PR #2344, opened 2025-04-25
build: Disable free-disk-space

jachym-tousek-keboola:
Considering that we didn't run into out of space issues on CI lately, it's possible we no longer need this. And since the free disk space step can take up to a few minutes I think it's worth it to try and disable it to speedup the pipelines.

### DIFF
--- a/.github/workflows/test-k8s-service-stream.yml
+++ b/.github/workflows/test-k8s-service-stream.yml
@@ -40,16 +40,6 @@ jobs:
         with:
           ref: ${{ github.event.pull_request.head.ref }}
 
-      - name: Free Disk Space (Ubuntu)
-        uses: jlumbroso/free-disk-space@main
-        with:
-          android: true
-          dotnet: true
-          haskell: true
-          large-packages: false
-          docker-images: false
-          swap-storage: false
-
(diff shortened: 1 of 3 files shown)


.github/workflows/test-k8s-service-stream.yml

--

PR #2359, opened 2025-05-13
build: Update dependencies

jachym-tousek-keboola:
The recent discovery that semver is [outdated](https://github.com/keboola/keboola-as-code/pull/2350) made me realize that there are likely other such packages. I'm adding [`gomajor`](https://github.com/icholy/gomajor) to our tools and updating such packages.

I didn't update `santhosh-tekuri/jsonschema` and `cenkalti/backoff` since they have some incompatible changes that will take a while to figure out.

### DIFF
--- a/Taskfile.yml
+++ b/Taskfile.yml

* * *

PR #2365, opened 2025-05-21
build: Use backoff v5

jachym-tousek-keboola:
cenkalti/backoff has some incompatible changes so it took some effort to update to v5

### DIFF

Instructions for the task. Starting at the line above that contains "Considering that we", repeat each line exactly up to and including the line that contains "--- a/.github/workflows/test-k8s-service-stream.yml", and stop there.

The answer.
Considering that we didn't run into out of space issues on CI lately, it's possible we no longer need this. And since the free disk space step can take up to a few minutes I think it's worth it to try and disable it to speedup the pipelines.

### DIFF
--- a/.github/workflows/test-k8s-service-stream.yml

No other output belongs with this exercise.